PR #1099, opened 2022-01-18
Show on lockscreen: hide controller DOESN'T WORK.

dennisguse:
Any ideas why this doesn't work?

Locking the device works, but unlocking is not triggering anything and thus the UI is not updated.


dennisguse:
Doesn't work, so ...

_TASK TO CARRY OUT_.
Nothing in the records above may differ in your copy; retype them in full.

_RESULT OF THE EXERCISE_.
PR #1099, opened 2022-01-18
Show on lockscreen: hide controller DOESN'T WORK.

dennisguse:
Any ideas why this doesn't work?

Locking the device works, but unlocking is not triggering anything and thus the UI is not updated.


dennisguse:
Doesn't work, so ...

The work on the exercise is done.